## Action item:
Find the line in the entries below that contains "- **Nits** — unused". Repeat it exactly, and every line after it through the line that contains "- **Questions** —".

* * * *

PR #30621, opened 2026-08-28
Update kobbe extension: Live Visitors menu bar, Top Sources, Setup Health

michael-andreuzza:
## Description

Feature update for the Kobbe extension:

- Add **Live Visitors** menu bar command showing visitors currently online across your sites, with per-site breakdown and 5 minute background refresh.
- Add **Top Sources** command backed by the Kobbe sources endpoint, with referrer favicons.
- Add **Setup Health** command to check tracker installation and revenue webhook status per provider.
- Add a time range switcher (dropdown) to overview, top pages, and sources views.
- Redesign Site Overview with a Live section, tinted metric icons, and a Top Sources section.
- Show site favicons in site lists.
- Use `useCachedPromise` from `@raycast/utils` so commands open instantly with cached data.
- In Search Sites, pressing Enter now opens the in-Raycast overview instead of jumping to the browser.

## Screencast

Updated metadata screenshots included in the PR.

## Checklist


extensions/kobbe/src/api.ts
```diff
@@ -140,14 +85,59 @@ export async function getOverview(siteId: string, range: TimeRange): Promise<Ove
...
+      }
+    }),
+  );
+  return overviews;
+}
+
+function parseCompactNumber(display: string): number {
+  const match = /^([\d.,]+)\s*([KMB])?$/i.exec(display.trim());
+  if (!match) {
+    return 0;
```
pernielsentikaer: [should] Fake zero: the PR deliberately maps failed per-site requests to `online: null` so the menu bar never shows a false count — but an unparseable display string (`"—"`, `"N/A"`, `">5"`) falls through this `return 0` and renders as a real "0 online", also suppressing the `+` indicator. Since you already have the null convention, return `number | null` from `parseCompactNumber` and propagate it — then unknown-vs-zero is consistent end to end.

extensions/kobbe/src/api.ts
```diff
@@ -140,14 +85,59 @@ export async function getOverview(siteId: string, range: TimeRange): Promise<Ove
...
+  const [revenueResponse, overviewResponse] = await Promise.all([
+    getRevenue(siteId, range),
+    getOverview(siteId, range),
+  ]);
+  return { revenueResponse, overviewResponse };
+}
+
+export async function getLiveVisitors(): Promise<KobbeLiveSite[]> {
+  const sites = await listSites();
+  const overviews = await Promise.all(
```
pernielsentikaer: [should] Request fan-out: every 5-minute tick issues 1 + N requests (sites list, then one overview per site in parallel). Fine for a few sites; meaningful load for a 20-site account, on both the Kobbe API and the user's connection. If Kobbe has a batch/live endpoint, prefer it; otherwise cap the number of sites or add a short TTL so a manual refresh doesn't re-fetch everything.

extensions/kobbe/src/views.tsx
```diff
@@ -1,20 +1,35 @@
...
 
+export const RANGE_OPTIONS: Array<{ title: string; value: TimeRange }> = [
+  { title: "Today", value: "today" },
+  { title: "Last 24 Hours", value: "24h" },
+  { title: "Last 7 Days", value: "7d" },
+  { title: "Last 30 Days", value: "30d" },
+  { title: "All Time", value: "all" },
+];
+
+export function rangeTitle(range: TimeRange): string {
```
pernielsentikaer: [nit] `rangeTitle` is exported but never used anywhere in `src/`. Dead code — drop it unless a follow-up needs it.

extensions/kobbe/src/views.tsx
```diff
@@ -23,13 +38,49 @@ function siteCreatedDate(site: KobbeSite): Date | undefined {
...
 
+export function siteIcon(site: KobbeSite): Image.ImageLike {
+  if (site.domain) {
+    return getFavicon(`https://${site.domain}`, { fallback: "extension-icon.png" });
+  }
+  return "extension-icon.png";
+}
+
+function sourceIcon(source: KobbeSource): Image.ImageLike {
+  if (source.source.includes(".")) {
```
pernielsentikaer: [question] What can the `source` field contain? If it's always a bare domain, this heuristic is fine. If it can be a full URL or a dotted label that isn't a hostname, you'll build `https://https://…` and get the generic fallback instead of a favicon — `getFavicon` won't crash (it try/catches internally), the icon just silently won't be right. Worth documenting the assumption or normalizing with `new URL`.

extensions/kobbe/tsconfig.json
```diff
@@ -8,6 +8,7 @@
     "module": "ESNext",
     "moduleResolution": "Bundler",
     "noEmit": true,
+    "skipLibCheck": true,
```
pernielsentikaer, line 11: [nit] `skipLibCheck: true` — I verified the build passes without it. It loosens the type-safety net over dependencies; only keep it if something actually forces it.

pernielsentikaer (commented):
Reviewed at `bf9c141`. Verified locally: `npm run build` and `ray lint` both pass at the head commit; 20 files, +550/−142.

**Overall: approve** — nothing blocking. Two shoulds I'd like addressed, neither merge-gating. Details inline.

- **Shoulds** — `parseCompactNumber` can still produce a fake zero; `getLiveVisitors` fans out to N+1 requests every 5 minutes.
- **Nits** — unused `rangeTitle`; `skipLibCheck` loosening; `sourceIcon` heuristic.
- **Questions** — what can the `source` field contain?

**Praise** — the `online: null` + `+` indicator design in the menu bar distinguishes "couldn't count" from "zero", which most analytics menu bars get wrong; the `hideOverview` guard in `SiteActions` correctly avoids a self-push loop; standardizing on `Keyboard.Shortcut.Common.Refresh` and `useCachedPromise` is a clean consistency win.

extensions/kobbe/src/api.ts
michael-andreuzza: Fixed in 5fed3f2 — `parseCompactNumber` now returns `number | null` and the null flows straight into `KobbeLiveSite.online`, so unparseable display strings render as "Could not load" and trigger the `+` indicator instead of a fake zero.

extensions/kobbe/src/api.ts
michael-andreuzza: Went with the batch option: Kobbe now exposes `GET /api/agent/live` returning online counts for every site in the workspace in one request (deployed to production). The extension uses it first and only falls back to the per-site fan-out — now capped at 20 sites — when a self-hosted server predates the endpoint (404).

extensions/kobbe/src/views.tsx
michael-andreuzza: Removed in 5fed3f2.

extensions/kobbe/src/views.tsx
michael-andreuzza: Good catch — `source` is a sanitized referrer origin like `https://google.com` (protocol + host, set at ingestion) or a label like `Direct / unknown`, so the old heuristic built `https://https://…` and favicons never resolved. Now normalized with `new URL`: the hostname drives both the favicon and the display title, non-URL labels fall back to a globe icon, and Copy Source still copies the raw value.

extensions/kobbe/tsconfig.json
michael-andreuzza: It is actually forced: `tsc --noEmit` (which the Check workflow runs) fails inside `@raycast/utils/dist/types.d.ts` with TS2344 on `UnwrapReturn`'s `ReturnType<ReturnType<T>>` — reproduced on both TS 5.9.3 and 6.0.3. `npm run build` passes because ray/esbuild doesn't typecheck library declarations. The first CI run on this PR failed exactly there before I added `skipLibCheck`; happy to drop it as soon as @raycast/utils ships fixed declarations.

extensions/kobbe/src/api.ts
```diff
@@ -140,14 +86,71 @@ export async function getOverview(siteId: string, range: TimeRange): Promise<Ove
...
+    return response.sites;
+  } catch (error) {
+    // Self-hosted servers predating the batch endpoint return 404; fall back to per-site requests.
+    if (!(error instanceof KobbeApiError && error.status === 404)) {
+      throw error;
+    }
+  }
+  const sites = await listSites();
+  return Promise.all(
+    sites.slice(0, LIVE_FALLBACK_SITE_LIMIT).map(async (site) => {
```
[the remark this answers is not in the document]
michael-andreuzza: Fixed in 9449175e — the fallback now maps every site: the first 20 get real counts, the rest come back with `online: null`, so they stay visible as "Could not load" and the menu bar total shows the `+` truncation indicator instead of silently undercounting.

pernielsentikaer (approved):
Looks good to me, approved 🔥

extensions/kobbe/src/live-visitors.tsx
```diff
@@ -0,0 +1,48 @@
...
+export default function LiveVisitors() {
+  const live = useCachedPromise(getLiveVisitors, [], { keepPreviousData: true });
+  const loadedCounts = live.data?.filter((entry) => entry.online != null);
+  const total = loadedCounts?.length ? loadedCounts.reduce((sum, entry) => sum + (entry.online ?? 0), 0) : undefined;
+  const hasPartialFailures = live.data?.some((entry) => entry.online == null) ?? false;
+
+  return (
+    <MenuBarExtra
+      icon={Icon.Livestream}
+      title={total != null ? `${total}${hasPartialFailures ? "+" : ""}` : undefined}
```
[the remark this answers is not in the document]
michael-andreuzza: Valid catch — fixed in #30639: the menu bar count is now hidden while the command is in an error state, so a displayed number always reflects a successful fetch.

* * * *

## Answer box:
- **Nits** — unused `rangeTitle`; `skipLibCheck` loosening; `sourceIcon` heuristic.
- **Questions** — what can the `source` field contain?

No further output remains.